Kelly Joe Phelps : Le blues au corps

Kelly Joe Phelps s’en vient nous remplir l’âme avec son blues opaque et réconfortant qui annule les nôtres. Entretien avec ce virtuose de la guitare slide et professionnel du slingshot.

Une voix feutrée, un grain mat où filtre la lumière par de rares lézardes, une voix de barbe bleuissante, une lenteur dans le phrasé et une économie de mots: Kelly Joe Phelps parle comme il chante. Bien entouré sur son dernier album paru l’an dernier – le très joliment nommé Slingshot Professionals – le chanteur et guitariste virtuose parle de cette collaboration avec huit musiciens d’exception, dont Bill Frisell et le duo canadien Zubot et Dawson: "Ce fut fantastique, on a eu du bon temps. Nous nous sommes assis et avons laissé les choses arriver d’elles-mêmes. Nous avons tout enregistré live en une ou deux prises. Ces musiciens sont des improvisateurs étonnants, très rapidement nous avons senti que quelque chose passait. C’était si facile… La chance que j’ai eue de pouvoir collaborer avec eux!" Puisque leur jeu vibrant est un dialogue, on imagine Phelps et sa bande silencieux et concentrés, alertes.

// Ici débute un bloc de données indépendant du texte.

PR #6079, opened 2019-05-02
Add separate MarkerClick and InfoWindowClick events for Pins

### LINKED ISSUE #2509: Pin.Clicked does not work
### Description
Event listener is not triggered for Pin.Clicked event,
Looks like this bug is opened again,
https://bugzilla.xamarin.com/show_bug.cgi?id=25557

### Steps to Reproduce

1. var pin = new Pin()...
2. pin.Clicked += PinOnClicked;
3. Map.Pins.Add(pin)

### Expected Behavior
PinOnClicked should be triggered,

### Actual Behavior
PinOnClicked is not called. Event is not triggered on clicking pin in the map,

### Basic Information

- IDE: Visual Studio 2017 (15.6.6)
- Platform Target Frameworks:
  - Android: 8.0
- Nuget Packages:
- Affected Devices:

### LINKED ISSUE #3131: Add Selected and Unselected events to Maps.Pin object
## Summary
I'd like to have `Selected ` and `Unselected `  events on `Xamarin.Forms.Maps.Pin` class that fires when the user tap the pin.

## API Changes
Add
- `public event EventHandler Selected;` 
- `public event EventHandler Unselected;` 

to the `Xamarin.Forms.Maps.Pin.cs` file (and implement it on platforms code).

## Intended Use Case
We already have the  pin `Clicked` event,  but it's actually fired when the user, after tapping the pin, then taps the pin label. This is a double action so that the clicked event is not really related to the pin itself, but to the label of the pin.

I do understand that changing the semantic of `Clicked` and eventually adding a `LabelClicked` event would be a breaking change on existent Xamarin.Forms code, so I'm asking for the `Selected` event that can solve the issue without breaking existing code.

Moreover, AFAIK there isn't an event that's been fired when a selected pin is unselected.

This can be useful (and much needed) at least in this scenario:

1. Suppose I want to show something related to the pin in the same page where the Map is shown, whenever the user tap a pin:

  image

As you can see the user has to tap twice to get the Clicked event fired, one for selecting the pin and get the pin label shown, the other when tapping the label to fire the clicked event.

And when the user taps on another pin, or just unselect it tapping on the map, the footer message become out of sync because is still related to the latest tapped pin label.

### LINKED ISSUE #5490: Map Pin Click only works on Android on XF and Maps 3.6
### Description
Upgraded to XF 3.6 and Maps 3.6 today all mapping working fine BUT on anything put Android if click on the map pins the click event does not fire or bubble does not come up, this previously worked

### Steps to Reproduce

1. Add a map
2. Add a pin with a click event
3. Click pin, click does not fire

### Expected Behavior
It should work on ALL platforms
### Actual Behavior
Only works on Android
### Basic Information

- Version with issue: 3.6
- Last known good version:3.1 for me
- IDE:
- Platform Target Frameworks: 
  - iOS: 12.1
  - Android: 7.1
  - UWP:  17000 
- Nuget Packages:
- Affected Devices:

jcmanke:
### Description of Change ###

Replace the `Pin.Clicked` event which has caused much confusion about when it is actually fired with two separate events, `MarkerClicked` and `InfoWindowClicked`.

### Issues Resolved ### 

- fixes #2509 
- fixes #3131
- fixes #5490

### API Changes ###

Added:
 - `public class PinClickedEventArgs`
 - Pin
   - `public event EventHandler<PinClickedEventArgs> MarkerClicked;`
   - `public event EventHandler<PinClickedEventArgs> InfoWindowClicked;`
   - `public bool SendMarkerClick()`
   - `public bool SendInfoWindowClick()`
 - Android MapRenderer
   - `protected Pin GetPinForMarker(Marker marker)`
   - `void OnMarkerClick(object sender, GoogleMap.MarkerClickEventArgs e)`
 - iOS MapRenderer
   - `protected Pin GetPinForAnnotation(IMKAnnotation annotation)`
   - `void MkMapViewOnAnnotationViewSelected(object sender, MKAnnotationViewEventArgs e)`

Changed:
 - Android MapRenderer
   - `void MapOnMarkerClick(object sender, GoogleMap.InfoWindowClickEventArgs eventArgs)` --> `void OnInfoWindowClick(object sender, GoogleMap.InfoWindowClickEventArgs e)`
 - iOS MapRenderer
   - `void OnClick(object annotationObject, UITapGestureRecognizer recognizer)` --> `void OnCalloutClicked(IMKAnnotation annotation)`
 - MacOS MapRenderer
   - `void OnClick(object annotationObject, NSClickGestureRecognizer recognizer)` --> `void OnCalloutClicked(IMKAnnotation annotation)`

### Platforms Affected ### 

- Core/XAML (all platforms)
- iOS
- Android
- UWP

- `Pin.Clicked` and `Pin.SendTap()` marked as obsolete.

Not applicable

### Testing Procedure ###
Go to the "Map Gallery - Legacy" page in the Control Gallery. Clicking a pin will update the Last Marker Clicked label and present the info window. Clicking the info window will update the Last Info Window Clicked label and dismiss the info window.

### PR Checklist ###

- [ ] Has automated tests 

### DIFF
--- a/Xamarin.Forms.Maps.iOS/MapRenderer.cs
+++ b/Xamarin.Forms.Maps.iOS/MapRenderer.cs
@@ -284,7 +284,13 @@ namespace Xamarin.Forms.Maps.MacOS
 
 			if (pin != null)
 			{
-				pin.SendMarkerClick();
+				// SendMarkerClick() returns the value of PinClickedEventArgs.HideInfoWindow
+				// Hide the info window by deselecting the annotation
+				bool deselect = pin.SendMarkerClick();
+				if (deselect)
+				{
+					((MKMapView)Control).DeselectAnnotation(annotation, false);
+				}
 			}
 		}
 		
@@ -305,7 +311,14 @@ namespace Xamarin.Forms.Maps.MacOS
 #pragma warning disable CS0612
 			targetPin.SendTap();
 #pragma warning restore CS0612
-			targetPin.SendInfoWindowClicked();
+
+			// SendInfoWindowedClick() returns the value of PinClickedEventArgs.HideInfoWindow
+			// Hide the info window by deselecting the annotation
+			bool deselect = targetPin.SendInfoWindowClick();
+			if (deselect)
+			{
+				((MKMapView)Control).DeselectAnnotation(annotation, true);
+			}
 		}
 
 #if __MOBILE__
--- a/Xamarin.Forms.Maps.iOS/MapRenderer.cs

Jusqu’ici acclimaté aux projets solos, le bluesman avisé de 45 ans originaire de Portland en Oregon a fini par sentir l’appel du clan: "Ça avait à voir avec les chansons elles-mêmes. Elles réclamaient une lumière que je ne pouvais leur donner seul. Être ainsi entouré sur mon cinquième album m’a permis de les éclairer autrement, de donner du relief aux personnages et aux histoires."

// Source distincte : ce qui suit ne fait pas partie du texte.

PR #6081, opened 2019-05-03
remove route params from shell

PureWeen:
### Description of Change ###
This makes routescheme, shell.route, shell.routehost internal

Currently there is no functional purpose for exposing these APIs and there is a good chance we are just going to delete them. The purpose of this PR is to simplify down how you construct the shell and how you perform internal routing.  

### API Changes ###

 Removed:
 - Shell.Route
- Shell.RouteHost
- Shell.Scheme
 

### Platforms Affected ### 
- Core/XAML (all platforms)
- iOS
- Android
- UWP

Users will get an error if they've specified these values and they will need to update their routing code

### Testing Procedure ###
All Unit tests pass so routing should still be intact

### PR Checklist ###

- [x] Has automated tests 


Xamarin.Forms.Core.UnitTests/ShellTests.cs
```diff
@@ -270,7 +265,7 @@ public void CancelNavigation()
 			shell.Items.Add(one);
 			shell.Items.Add(two);
 
-			Assume.That(shell.CurrentState.Location.ToString(), Is.EqualTo("app:///s/one/tabone/content/"));
+			Assume.That(shell.CurrentState.Location.ToString(), Is.EqualTo("//one/tabone/content/"));
```
paymicro:
```suggestion
			Assume.That(shell.CurrentState.Location.ToString(), Is.EqualTo("//one/tabone/content"));
```
also below need to fix on the same string

dlakes-hx:
Is there a time table for when documentation will be updated to reflect this change? All the official sources, ex [the main docs](https://docs.microsoft.com/en-us/dotnet/api/xamarin.forms.shell?view=xamarin-forms) seem to reflect these fields are still public

Issue #4700, opened 2018-12-11
GTK: setting background color or border color of a frame to Transparent just makes it white


knocte:
### Description
If you add a frame to any Xamarin.Forms app, and you set its BackgroundColor property to Transparent, the frame will "blend" with the original container it's in, so that you cannot distinguish where the frame starts or ends. However, using the GTK driver, the frame will show up as white.

### Steps to Reproduce

1. Create a Xamarin.Forms app.
2. Add a frame to it, add some text to the frame.
3. Add BackgroundColor=Transparent and BorderColor=Transparent to the XAML of the frame.
4. Run it in GTK.

### Expected Behavior
Frame should be indistinguishable.

### Actual Behavior
Frame's background and border color shows as white.

### Basic Information

- Version with issue: 3.4.0.1008975
- IDE: VS4Mac
- Platform Target Frameworks:
    Android: 9.1 I believe
- Android Support Library Version: package id="Xamarin.Android.Support.v4" version="27.0.2.1" targetFramework="monoandroid81"
- Nuget Packages: 3.4.0.1008975
- Affected Devices: GTK

PR #6092, opened 2019-05-05
[GTK] Add Alpha support to Frame background

mfkl:
### Description of Change ###

- Use Xamarin.Forms.Color instead of Gdk.Color for alpha support.
- Add an extension method from Gdk.Color to XF.Color.
- Call `base.OnElementChanged` at the end of the method in `FrameRenderer.cs`
- Remove set Shadow.

### Issues Resolved ### 

- fixes https://github.com/xamarin/Xamarin.Forms/issues/4700

### API Changes ###

 None

### Platforms Affected ### 

- GTK

Having a transparent Frame becomes possible.

### Testing Procedure ###

Just a basic content page with this 
```
<Frame x:Name="frame1" BackgroundColor="Blue" BorderColor="Red">
   <Frame x:Name="frame2" BackgroundColor="Transparent" BorderColor="Transparent"/>
</Frame>
```
Should be enough to see the problem.

Local repro here: https://github.com/mfkl/Gtk-Frame-Background-Bug
Start `Gtk-Frame-Background-Bug\Gtk-Frame-Background-Bug.csproj`

Repro with fix in Xamarin.Forms repo: https://github.com/mfkl/Xamarin.Forms/tree/local-repro

Without https://github.com/xamarin/Xamarin.Forms/commit/41052bcd28f8139c2b9c61f341616e4f15b04d8b, the repro with the 2 frames positioned on top of each other (one blue, one transparent) shows a black frame. It comes from this code
```
// Draw Shadow
if (_hasShadow)
{
    var color = Color.Black;
    cr.SetSourceRGBA(color.R, color.G, color.B, color.A);
    cr.Rectangle(Allocation.Left + _shadowWidth, Allocation.Top + _shadowWidth, Allocation.Width + _shadowWidth, Allocation.Height + _shadowWidth);
    cr.Fill();
}
```
As when not run, the frames display fine. 
Also https://github.com/xamarin/Xamarin.Forms/blob/42b61a87228eb4686a9bce6c1a687a6c9ef34572/Xamarin.Forms.Platform.GTK/Controls/CustomFrame.cs#L20 this would probably need changing to allow shadow support, which I guess should be taken care of in a separate PR. Hence my commit removing the call to `Control.SetShadow();` which seemed systematic.

Let me know what you think.

### PR Checklist ###

- [ ] Has automated tests 

### DIFF
--- a/Xamarin.Forms.Platform.GTK/Controls/CustomFrame.cs
+++ b/Xamarin.Forms.Platform.GTK/Controls/CustomFrame.cs
@@ -6,10 +6,10 @@ namespace Xamarin.Forms.Platform.GTK.Controls
 {
 	public class CustomFrame : Gtk.Frame
 	{
-		private Gdk.Color _defaultBorderColor;
-		private Gdk.Color _defaultBackgroundColor;
-		private Gdk.Color? _borderColor;
-		private Gdk.Color? _backgroundColor;
+		private Color _defaultBorderColor;
+		private Color _defaultBackgroundColor;
+		private Color? _borderColor;
+		private Color? _backgroundColor;
 
 		private uint _borderWidth;
 		private bool _hasShadow;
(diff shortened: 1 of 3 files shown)


rmarinho:
azp run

Fils de parents musiciens qui cumulaient les disques de vieux country et de western, très tôt nourri de blues et fasciné par les grands musiciens jazz qu’il pointe parmi ses influences majeures, Phelps s’anime à la mention de Miles Davis: "C’est un maître de la mélodie et de l’économie. Il m’a appris la mesure en musique, à ne jouer que ce qui est nécessaire. Même ses effusions ont une raison d’être, rien n’est gratuit, tout est justifié."

BLEUISSEMENT

Depuis ses débuts en 1995 avec Lead on Me, cet habitué du FIJM distille un apaisant blues acoustique en étendant les ramifications du genre bien au-delà des territoires apprivoisés, franchissant ce qui pouvait ressembler à une frontière. Libéré des limites qui n’en étaient pas, le guitariste intuitif et inspiré marie au blues une voix qui est une présence et qui puise aux racines du folk américain. "En ce qui a trait aux paroles, mes modèles se trouvent bien plus chez les écrivains que du côté des songwriters: le poète Dylan Thomas, le nouvelliste américain Raymond Carver, par exemple. En ce moment, je traîne Skinny Legs de Tom Robbins dans mes valises."

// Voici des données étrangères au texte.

PR #6101, opened 2019-05-06
[Xaml] better exception message in case of a TypeConversion issue

StephaneDelcroix:
### Description of Change ###

While wrapping an exception into a XPE in case of a TypeConversion issue, concat the message of the wrapped exception


paymicro:
Is it really necessary? This message is available in the inner exception

StephaneDelcroix:
@paymicro it is. some tool choose to only show the message, and in this case the information is not enough to figure out what's wrong.

I agree that when you're debugging, you can drill down to the InnerException ad see the details, but that's to the use case we try to solve here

Contrairement à Jack Kerouac, Phelps n’écrit pas sur la route. "En tournée, je me contente d’absorber. Je dois disposer de beaucoup de temps devant moi pour me lancer dans l’écriture. Les personnages de mes chansons sont souvent des gens sur lesquels j’ai beaucoup écrit et dont mes textes ne révèlent qu’une petite portion, à laquelle j’ajoute une trame, comme si j’avais tourné un court métrage."

Sur la pochette de Slingshot Professionals, Kelly Joe Phelps – qui compte parmi ses fans The Edge de U2 – apparaît dans un champ, devant un ciel indigo dégradé, avec une tuque sur le crâne et dans une pose qui nous fait se l’imaginer gamin, si bien qu’on sait le slingshot égaré quelque part dans le gazon. "Une des plus belles choses dans cette longue fréquentation de la musique, c’est que je continue d’apprendre. Quand je pars en tournée, vers la fin, je m’aperçois que je ne joue plus les chansons comme au commencement. Mes doigts trouvent d’autres endroits où se poser, je chante différemment. Tout ça vient avec le fait de cohabiter longuement avec elles. Mais mon plus grand étonnement me vient de pouvoir gagner ma vie et mener une carrière en poursuivant ce que j’aimais quand j’étais enfant. Ça me surprendra toujours."